No I don't have a pic. I can get one later today after I get home from work.  I kept it in my fridge, not sure of the temp though, Ill have too check...   It was in the brine for about 20 days.  Was only planning on doing max 14 days, but my work schedule screwed that up!   I did wipe it down and it is back in the fridge to form a pellicle.  


Venture said:


> If you followed the drill you are good to go.
> 
> I have heard of this before.
> 
> ...


I'm sure my family would not appreciate that! LOL.  Hell I barely get to have any and I do all the work. 

Thanks for the info guys, greatly appreciated!


----------



## smoking b (May 27, 2014)

la122685 said:


> No I don't have a pic.

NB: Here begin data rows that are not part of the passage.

PR #473, opened 2024-04-30
fix: allows push notification settings only when using mainnet network

alexruzenhack:
### Acceptance Criteria
- It should add a condition to allow use the push notification settings only when using the mainnet network
- It should closes https://github.com/HathorNetwork/internal-issues/issues/285

### Security Checklist

### DIFF
--- a/src/utils.js
+++ b/src/utils.js
@@ -13,7 +13,7 @@ import { Linking, Platform, Text } from 'react-native';
 import { getStatusBarHeight } from 'react-native-status-bar-height';
 import { isEmpty } from 'lodash';
 import baseStyle from './styles/init';
-import { KEYCHAIN_USER } from './constants';
+import { KEYCHAIN_USER, NETWORK_MAINNET } from './constants';
 import { STORE } from './store';
 import { TxHistory } from './models';
 import { COLORS, STYLE } from './styles/themes';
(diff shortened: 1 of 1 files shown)


src/utils.js
```diff
@@ -383,5 +383,12 @@ export function combineURLs(baseURL, relativeURL) {
  * @returns {Boolean} true if available, false otherwise.
  */
 export const isPushNotificationAvailableForUser = (state) => (
-  state.pushNotification.available && state.pushNotification.deviceRegistered
+  state.pushNotification.available
+    // On iOS a simulator can't register a device token on APNS
+    && state.pushNotification.deviceRegistered
+    // TODO: We should drop this condition when we add support other networks
```
pedroferreira1, line 389: Do we have an issue to discuss this?

pedroferreira1 (approved):

src/utils.js
alexruzenhack: This one: https://github.com/HathorNetwork/internal-issues/issues/285

We can keep it open until we find a definite solution. What do you think?

andreabadesso (approved):

src/utils.js
alexruzenhack: Here is is a PR to track this TODO: https://github.com/HathorNetwork/internal-issues/issues/288

PR #475, opened 2024-04-30
fix: remove registered tokens when changing network settings

alexruzenhack:
### Acceptance Criteria
- It should remove registered tokens when a user changes the network settings
- It should closes https://github.com/HathorNetwork/internal-issues/issues/286

It depends on:
- https://github.com/HathorNetwork/hathor-wallet-lib/pull/648

### Security Checklist

### DIFF
--- a/src/sagas/networkSettings.js
+++ b/src/sagas/networkSettings.js
@@ -299,10 +299,8 @@ export function* persistNetworkSettings(action) {
     return;
   }
 
-  // Remove registered tokens only
-  yield call([wallet.storage, wallet.storage.cleanStorage], false, false, true)
   // Stop wallet and clean its storage without clean its access data.
-  wallet.stop({ cleanStorage: true, cleanAddresses: true });
+  wallet.stop({ cleanStorage: true, cleanAddresses: true, cleanTokens: true });
   // This action should clean the tokens history on redux.
   // In addition, the reload also clean the inmemory storage.
   yield put(reloadWalletRequested());
--- a/src/sagas/networkSettings.js
+++ b/src/sagas/networkSettings.js
@@ -29,7 +29,7 @@ import {
   getFullnodeNetwork,
   getWalletServiceNetwork,
 } from './helpers';
-import { STORE } from '../store';
+import { REGISTERED_TOKENS_KEY, STORE } from '../store';
 import { isWalletServiceEnabled } from './wallet';
 import { logger } from '../logger';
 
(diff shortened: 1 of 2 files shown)


src/sagas/networkSettings.js
```diff
@@ -289,6 +289,8 @@ export function* persistNetworkSettings(action) {
     return;
   }
 
+  // Remove registered tokens
+  STORE.removeItem(REGISTERED_TOKENS_KEY);
```
pedroferreira1, line 293: Does it remove from the wallet storage as well, in the `wallet.storage`?

alexruzenhack: This one: https://github.com/HathorNetwork/internal-issues/issues/285

alexruzenhack: Yes, it does.

alexruzenhack: I refactored it.

andreabadesso (approved):

src/sagas/networkSettings.js
```diff
@@ -289,6 +289,8 @@ export function* persistNetworkSettings(action) {
     return;
   }
 
+  // Remove registered tokens only
+  yield call([wallet.storage, wallet.storage.cleanStorage], false, false, true)
   // Stop wallet and clean its storage without clean its access data.
   wallet.stop({ cleanStorage: true, cleanAddresses: true });
```
pedroferreira1, line 295: The method `stop` from the wallet already calls the `cleanStorage`. With this change we are calling it twice.

We should add a new parameter to the `stop` function to support `cleanTokens` as well.

alexruzenhack: Oh, ok! I will open an issue for it.

alexruzenhack: See https://github.com/HathorNetwork/internal-issues/issues/290

pedroferreira1: I think we should do this in this PR, it's a problem to merge like this

andreabadesso: So, are we going to do this in this PR? Was it solved in a different way?

andreabadesso (changes requested):

src/sagas/networkSettings.js
alexruzenhack: Done

andreabadesso (approved):

src/store.js
```diff
@@ -143,6 +143,22 @@ class HybridStore extends MemoryStore {
...
+
+  /**
+   * Clean the storage.
+   * @param {boolean} cleanHistory if we should clean the transaction history.
+   * @param {boolean} cleanAddresses if we should clean the addresses.
+   * @param {boolean} cleanTokens if we should clean the registered tokens.
+   * @async
+   * @returns {Promise<void>}
+   */
+  async cleanStorage(cleanHistory = false, cleanAddresses = false, cleanTokens = false) {
```
pedroferreira1, line 155: Why do you need this method?

alexruzenhack: Oh, this is needed to also clean the app's AsyncStorage managed by the `HybridStore`.

pedroferreira1 (approved):

PR #476, opened 2024-05-03
feat: add firstBlock to TxHistory model

alexruzenhack:
### Acceptance Criteria
- It should add `firstBlock` property to TxHistory model

### Security Checklist


pedroferreira1:
It's missing the screenshot with this new label

src/models.js
```diff
@@ -110,6 +116,11 @@ export class TxHistory {
     return this.version === constants.NANO_CONTRACTS_VERSION;
   }
 
+  hasFirstBlock() {
+    // not null, not undefined and not string empty
+    return this.firstBlock != null && this.firstBlock.trim() !== '';
```
tuliomir, line 121: todo: It's important that this validation is made with `!==` instead of `!=`.
The behavior of comparing something with `!=` null can be hard to predict.
```suggestion
    return this.firstBlock !== null && this.firstBlock.trim() !== '';
```

alexruzenhack: The use of `!= null` was intentional. What it does check of the value is not null and not undefined.

tuliomir: As we've talked, I just feel that the behavior of the `==` / `!=` operators [is a bit hard to predict](https://blog.webdevsimplified.com/2020-08/==-vs-===/#:~:text=Conclusion,equals%20is%20the%20preferred%20method.).
But if this has been well tested I see no problem in keeping it.

alexruzenhack: This is the precise case it is good to use, indeed:
image

tuliomir (approved):

src/sagas/tokens.js
```diff
@@ -136,7 +136,7 @@ function* fetchTokenHistory(action) {
       return;
     }
 
-    const response = yield call(wallet.getTxHistory.bind(wallet), { token_id: tokenId });
+    const response = yield call([wallet, wallet.getTxHistory], { token_id: tokenId });
```
alexruzenhack, line 139: This is the way to call with context using saga-redux `call` effect.

pedroferreira1 (approved):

I can get one later today after I get home from work.  I kept it in my fridge, not sure of the temp though, Ill have too check...   It was in the brine for about 20 days.  Was only planning on doing max 14 days, but my work schedule screwed that up!   I did wipe it down and it is back in the fridge to form a pellicle.


That's ok I just wanted to make sure it was at fridge temp & not just sitting in your basement or something - & 20 days in the brine is fine. You should be safe & good to go man


----------



## la122685 (May 27, 2014)

Smoking B said:


> That's ok I just wanted to make sure it was at fridge temp & not just sitting in your basement or something - & 20 days in the brine is fine. You should be safe & good to go man


sweet!  I will post up some pics after the smoke... I have never cold smoked... I have a AMNPS tube, is that all I would need to light?  Or would I need to burn a minimal amount of charcoal?


----------



## smoking b (May 27, 2014)

la122685 said:


> sweet!  I will post up some pics after the smoke... I have never cold smoked... I have a AMNPS tube, is that all I would need to light?  Or would I need to burn a minimal amount of charcoal?


Nope the AMNPS is all you need to light - you can cold smoke in a cardboard box with it if that's all you had available! Cold smoking is adding smoke at lower temps without heat - you can make great smoked cheese with your tube as well  
	

	
	
		
		



		
		
	


	





   but I'd say it might be hard to pull off a true cold smoke in Florida this time of year...


----------



## la122685 (May 27, 2014)

Smoking B said:


> Nope the AMNPS is all you need to light - you can cold smoke in a cardboard box with it if that's all you had available! Cold smoking is adding smoke at lower temps without heat - you can make great smoked cheese with your tube as well
> 
> 
> 
> ...


sweet.  Imma give that a try, I was unhappy with how my last bacon turned out... I couldnt keep the temps low enough... I think just to much damn wind off the lake that day.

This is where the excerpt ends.